Use a good quality nitrocellulose-based sanding sealer such as that from Behlen or Mylands. I prefer to dilute the sealer anywhere from 25 to 50 percent with a quality lacquer thinner. The sealer should be thin enough so that it will not stand up on a cheesecloth pad but instead soak into the pad immediately. When the mixture is right, place a small amount on a cheesecloth pad and immediately apply it to the item with the lathe off. It will dry almost immediately. Start the lathe and friction-dry the piece using a clean paper towel. Then use a fine nylon pad loaded with soft wax to even out the finish and to cut it back so that it looks like there is no finish on the wood. Then apply your favorite wax and buff it to the sheen you like.



This is a technique that I learned from my friend Dick Sing, a well know turner and author from Illinois.

With the piece STATIONARY, brush on Deft semi-gloss finish. Let the Deft soak into the piece for a few minutes. If dull spots appear, apply more Deft to the dull area. While the Deft is still wet, wipe the piece dry with a clean paper towel. Then buff dry with the lathe running at a slow to moderate speed. The idea here is to use friction to dry the finish.

If further coats of Deft are to be applied, set the turning aside for at least one hour. Use a fine nylon abrasive pad to smooth the finish, if it needs it, and then repeat the process.

When dry, apply your favorite wax.

I prefer to apply a single coat of the Deft and dry it by friction. I then immediately apply a coat of wax. For wax I will use either the Clapham's beeswax polish or Rennaisance Wax ( available from ).



French Polish

This finish appears to be no longer be available. But I think Mylands Friction Polish or U Beaut Shellawax Cream should be good substitutes. Woodturners Finish by Behlen or General Finishes are also worthy of consideration.

In the event myself or someone else finds a source for this French Polish, the instructions for use are still included below. JWC Feb. 2015

For this finish I use a small pad of trace cloth or cheesecloth. The polish that I use is obtained from Craft Supplies in Utah ( ). Their polish dries quickly and has caused me no problems. The finish appears to be a shellac-based padding lacquer. This polish does leave a moderately glossy surface, and I have found that it does not work well on open-grained woods. These woods would need to be filled in order for this treatment to look good.
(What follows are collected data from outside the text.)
PR #15923, opened 2026-08-27
fix(tauri-utils): strip a leading UTF-8 BOM from the config file (fix #15922)

### LINKED ISSUE #15922: [bug] `tauri.conf.json` fails to parse if the file starts with a UTF-8 BOM
### Describe the bug

If `tauri.conf.json` is saved with a UTF-8 byte order mark (`EF BB BF`), Tauri fails to
parse it and reports a generic JSON syntax error pointing at line 1, column 1. The file is
valid JSON and looks completely correct in an editor, so the actual cause (an invisible
leading byte) is not discoverable from the error message.

This is easy to hit on Windows, because PowerShell — the default shell — writes a BOM for
several common encoding options. Any script or tooling that regenerates or rewrites the
config can silently introduce it.

### Reproduction

1. Create a Tauri v2 app.
2. Rewrite the config with PowerShell, which prepends a BOM:
   ```powershell
   $c = Get-Content tauri.conf.json -Raw
   Set-Content tauri.conf.json -Value $c -Encoding UTF8
   ```
3. Verify the BOM is present:
   ```
   $ xxd tauri.conf.json | head -1
   00000000: efbb bf7b 0a20 2022 2473 6368 656d 6122  ...{.  "$schema"
   ```
4. Run any command that loads the config (e.g. `cargo tauri build`).

### Expected behavior

The config is parsed normally. A UTF-8 BOM is a legal way to encode a UTF-8 file, and most
JSON consumers either skip it or say explicitly that it is the problem.

### Actual behavior

Parsing fails with a `serde_json` syntax error at line 1 column 1. Nothing in the message
mentions a BOM or an encoding issue, and the file renders as valid JSON in every editor,
so the failure looks like config corruption rather than an encoding problem.

### Root cause

In `tauri-utils` (2.9.3), `src/config/parse.rs`:

- `:282` — `let raw = read_to_string(&path)?;` — this wraps `std::fs::read_to_string`
  (`:393`), which validates UTF-8 but does **not** strip a BOM: `U+FEFF` is valid UTF-8 and
  is kept in the returned `String`.
- `:351-355` — `do_parse_json` passes `raw` straight to `serde_json::from_str` with no
  normalization:
  ```rust
  fn do_parse_json<D: DeserializeOwned>(raw: &str, path: &Path) -> Result<D, ConfigError> {
    serde_json::from_str(raw).map_err(|error| ConfigError::FormatJson {
      path: path.into(),
      error,
    })
  }
  ```
- `serde_json` rejects the leading `U+FEFF` and reports `expected value at line 1 column 1`.

Note that when the `config-json5` feature is enabled, `:288-300` tries JSON5 first and, on
failure, falls back to reporting the `serde_json` error — so the surfaced message is the
same either way. The comment there already anticipates that this can be confusing.

### Suggested fix

Strip a leading BOM once, right after the file is read, so every format path benefits:

```rust
let raw = read_to_string(&path)?;
let raw = raw.strip_prefix('\u{feff}').unwrap_or(&raw).to_string();
```

Alternatively, do it inside the `read_to_string` helper at `:393`, which also covers the
`.json5` (`:306`) and `.toml` (`:318`) branches.

If stripping is not desirable, detecting the BOM and returning a dedicated error that names
it would at least make the failure diagnosable.

### Platform and versions

- OS: Windows 11 (also reproducible anywhere a BOM-prefixed config is produced)
- Tauri: v2 (`tauri = "2"`, `tauri-build = "2"`)
- `tauri-utils`: 2.9.3
- Config schema: `https://schema.tauri.app/config/2`

### Prior art

`serde_json` deliberately does not skip BOMs, so consumers are expected to handle it. Other
tools in this space normalize it at the read boundary for exactly this reason. #15601 notes
a related BOM pitfall elsewhere in the Tauri toolchain (`latest.json` must be written
BOM-free), which suggests handling this once at the config read boundary would remove a
recurring class of confusing failures.

I'm happy to open a PR with the fix above if you'd like.

zegroged:
Fixes #15922.

### What

`tauri.conf.json` fails to parse when the file starts with a UTF-8 BOM. The error surfaced is
a generic `expected value at line 1 column 1`, on a file that looks perfectly valid in an
editor — the leading byte is invisible, so the actual cause is not discoverable from the
message.

This is easy to hit on Windows: several common ways of writing the file add a BOM, including
PowerShell's `Set-Content -Encoding UTF8`.

### Why it happens

`read_to_string` (`crates/tauri-utils/src/config/parse.rs`) wraps `std::fs::read_to_string`,
which validates UTF-8 but does **not** strip a BOM — `U+FEFF` is valid UTF-8 and stays in the
returned `String`. The contents are then handed straight to `serde_json::from_str`, which
rejects it.

### The change

Strip a single leading `U+FEFF` in the shared `read_to_string` helper. That helper is the one
read boundary for all three config formats — JSON (`:282`), JSON5 (`:306`) and TOML (`:318`) —
so one place covers every branch, and no parser call site needs to change.

### Tests

Two tests are added next to the helper:

- `read_to_string_strips_a_leading_utf8_bom` — a BOM-prefixed config is read without the BOM
  and parses.
- `read_to_string_leaves_a_file_without_a_bom_untouched` — contents without a BOM are returned
  byte-for-byte, so the change is a no-op on existing files.

Both pass, and I checked they actually fail without the fix rather than passing vacuously:
removing the two stripping lines makes `read_to_string_strips_a_leading_utf8_bom` fail with
`the BOM must be stripped, otherwise every parser below rejects the file`, while the non-BOM
test stays green.

```
$ cargo test -p tauri-utils --lib config::parse
running 2 tests
test config::parse::tests::read_to_string_leaves_a_file_without_a_bom_untouched ... ok
test config::parse::tests::read_to_string_strips_a_leading_utf8_bom ... ok
test result: ok. 2 passed; 0 failed; 0 ignored; 0 measured; 34 filtered out
```

### Note on tooling

This was written with AI assistance. Per the AI Tool Policy I'm responsible for what's here,
so rather than just asserting it works: the change is two lines, the tests are in the diff, and
the mutation check described above is the evidence that they fail without the fix instead of
passing vacuously. Happy to adjust anything — placement, wording, or test shape.

### DIFF
--- a/.changes/config-strip-utf8-bom.md
+++ b/.changes/config-strip-utf8-bom.md
@@ -2,4 +2,4 @@
 "tauri-utils": "patch:bug"
 ---
 
-Strip a leading UTF-8 BOM when reading the Tauri config file. `std::fs::read_to_string` keeps `U+FEFF`, and none of the JSON, JSON5 or TOML parsers accept it, so a BOM-prefixed config previously failed with an opaque `expected value at line 1 column 1` on a file that looks valid in an editor. This is easy to hit on Windows, where several common ways of writing the file (for instance PowerShell's `Set-Content -Encoding UTF8`) add a BOM.
+Fixed an issue that caused reading the Tauri config file to fail when it starts with a UTF-8 BOM sequence.
--- a/.changes/config-strip-utf8-bom.md
+++ b/.changes/config-strip-utf8-bom.md
@@ -1,0 +1,5 @@
+---
+"tauri-utils": "patch:bug"
+---
+
+Strip a leading UTF-8 BOM when reading the Tauri config file. `std::fs::read_to_string` keeps `U+FEFF`, and none of the JSON, JSON5 or TOML parsers accept it, so a BOM-prefixed config previously failed with an opaque `expected value at line 1 column 1` on a file that looks valid in an editor. This is easy to hit on Windows, where several common ways of writing the file (for instance PowerShell's `Set-Content -Encoding UTF8`) add a BOM.
--- a/crates/tauri-utils/src/config/parse.rs
+++ b/crates/tauri-utils/src/config/parse.rs
@@ -391,12 +391,7 @@ fn do_parse_toml<D: DeserializeOwned>(raw: &str, path: &Path) -> Result<D, Confi
 
 /// Helper function to wrap IO errors from [`std::fs::read_to_string`] into a [`ConfigError`].
 ///
-/// A leading UTF-8 BOM is stripped before the contents are handed to a parser.
-/// [`std::fs::read_to_string`] validates UTF-8 but keeps `U+FEFF` in the returned string, and
-/// none of the parsers used above accept it. Windows tooling writes BOM-prefixed files in
-/// several common cases (for instance PowerShell's `Set-Content -Encoding UTF8`), which would
-/// otherwise fail with an opaque `expected value at line 1 column 1` on a file that looks
-/// perfectly valid in an editor.
+/// A leading UTF-8 BOM is stripped before the contents are handed to the parser.
 fn read_to_string(path: &Path) -> Result<String, ConfigError> {
   let mut content = std::fs::read_to_string(path).map_err(|error| ConfigError::Io {
     path: path.into(),
@@ -414,40 +409,14 @@ fn read_to_string(path: &Path) -> Result<String, ConfigError> {
 mod tests {
   use super::*;
 
-  fn write_temp(name: &str, contents: &str) -> std::path::PathBuf {
-    let dir = std::env::temp_dir().join("tauri-utils-parse-tests");
-    std::fs::create_dir_all(&dir).unwrap();
-    let path = dir.join(name);
-    std::fs::write(&path, contents).unwrap();
-    path
-  }
-
   #[test]
   fn read_to_string_strips_a_leading_utf8_bom() {
-    let path = write_temp("with-bom.json", "\u{feff}{\"productName\":\"test\"}");
+    let path = std::env::temp_dir().join("tauri-utils-bom.json");
+    std::fs::write(&path, "\u{feff}{\"productName\":\"test\"}").unwrap();
 
     let raw = read_to_string(&path).unwrap();
 
-    assert!(
-      !raw.starts_with('\u{feff}'),
-      "the BOM must be stripped, otherwise every parser below rejects the file"
-    );
-    assert!(
-      do_parse_json::<serde_json::Value>(&raw, &path).is_ok(),
-      "a BOM-prefixed config must parse once the BOM is stripped"
-    );
-
-    std::fs::remove_file(&path).unwrap();
-  }
-
-  #[test]
-  fn read_to_string_leaves_a_file_without_a_bom_untouched() {
-    let contents = "{\"productName\":\"test\"}";
-    let path = write_temp("without-bom.json", contents);
-
-    let raw = read_to_string(&path).unwrap();
-
-    assert_eq!(raw, contents);
+    assert!(do_parse_json::<serde_json::Value>(&raw, &path).is_ok());
 
     std::fs::remove_file(&path).unwrap();
   }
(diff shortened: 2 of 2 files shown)


crates/tauri-utils/src/config/parse.rs
```diff
@@ -390,9 +390,65 @@ fn do_parse_toml<D: DeserializeOwned>(raw: &str, path: &Path) -> Result<D, Confi
 }
 
 /// Helper function to wrap IO errors from [`std::fs::read_to_string`] into a [`ConfigError`].
+///
+/// A leading UTF-8 BOM is stripped before the contents are handed to a parser.
+/// [`std::fs::read_to_string`] validates UTF-8 but keeps `U+FEFF` in the returned string, and
+/// none of the parsers used above accept it. Windows tooling writes BOM-prefixed files in
+/// several common cases (for instance PowerShell's `Set-Content -Encoding UTF8`), which would
+/// otherwise fail with an opaque `expected value at line 1 column 1` on a file that looks
+/// perfectly valid in an editor.
```
FabianLars:
```suggestion
/// A leading UTF-8 BOM is stripped before the contents are handed to the parser.
```

It's not that deep tbh

crates/tauri-utils/src/config/parse.rs
```diff
@@ -390,9 +390,65 @@ fn do_parse_toml<D: DeserializeOwned>(raw: &str, path: &Path) -> Result<D, Confi
...
+  fn read_to_string_leaves_a_file_without_a_bom_untouched() {
+    let contents = "{\"productName\":\"test\"}";
+    let path = write_temp("without-bom.json", contents);
+
+    let raw = read_to_string(&path).unwrap();
+
+    assert_eq!(raw, contents);
+
+    std::fs::remove_file(&path).unwrap();
+  }
```
FabianLars, line 422: ngl i don't think a single strip_prefix needs this big of a block of tests (imo none are needed, but i won't block the PR on this)

.changes/config-strip-utf8-bom.md
```diff
@@ -0,0 +1,5 @@
+---
+"tauri-utils": "patch:bug"
+---
+
+Strip a leading UTF-8 BOM when reading the Tauri config file. `std::fs::read_to_string` keeps `U+FEFF`, and none of the JSON, JSON5 or TOML parsers accept it, so a BOM-prefixed config previously failed with an opaque `expected value at line 1 column 1` on a file that looks valid in an editor. This is easy to hit on Windows, where several common ways of writing the file (for instance PowerShell's `Set-Content -Encoding UTF8`) add a BOM.
```
FabianLars: We usually keep our changefiles short and sweet

```suggestion
Fixed an issue that caused reading of the Tauri config file to fail when it started with a UTF-8 BOM sequence.
```

zegroged:
Took all your suggestions on board and pushed the changes. Thanks!

FabianLars (approved):

Legend-Master:
I am honestly incline to not support this at all as non of our other `serde_json::from_str` calls are guarded anyways, also referencing https://github.com/serde-rs/json/issues/1115

FabianLars:
orrr we fix the other invocations as well (though this is arguably the most common one that could face this issue). i only get a complaint every 1-2 years so i don't mind not getting this in 🤷

Legend-Master:
forcing everyone off utf-8 bom is a nice thing either ways imo, also special casing this one feels inconsistent to me (have no means to fix all other calls at least to me 😂)

zegroged:
Thanks both. One clarification, since I think the "special casing" read may be off:
the strip isn't next to a `serde_json::from_str` call — it's in the shared
`read_to_string` helper in `config/parse.rs`, the single entry point for JSON, JSON5
and TOML. One line, all three config formats, no individual call site touched.

On preferring people off BOM — fair, but Tauri doesn't reject it today, it just fails
with `expected value at line 1 column 1`, pointing at a character no editor shows.
Two reasonable outcomes, and the current behaviour is neither:

1. strip it (this PR), or
2. reject it with an error that says so.

Happy to switch to 2 — same line, error instead of strip.

@FabianLars on fixing the other invocations: glad to take that on in a separate PR,
so this one stays small.

Context for why it recurs: Windows PowerShell 5.1 still writes a BOM with
`Set-Content -Encoding UTF8`.

If you'd rather have neither, that's fine and I'll close it.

Make a small pad from the cloth and MOISTEN it -- the surface of the pad should not feel wet. With the lathe turning slowly, apply the pad to the piece, keeping the pad moving. When the entire surface has been covered, use a dry part of the cloth to friction dry the finish. Cut back the finish with a nylon pad if the gloss is too high for your taste. Lubricate the pad with soft wax. You can apply your finish wax immediately after this treatment.

You can also apply this finish similar to the Deft above, wiping it off immediately. Friction dry it and use an abrasive nylon pad to cut back the finish. You are more likely to get lap marks using this technique than with described above.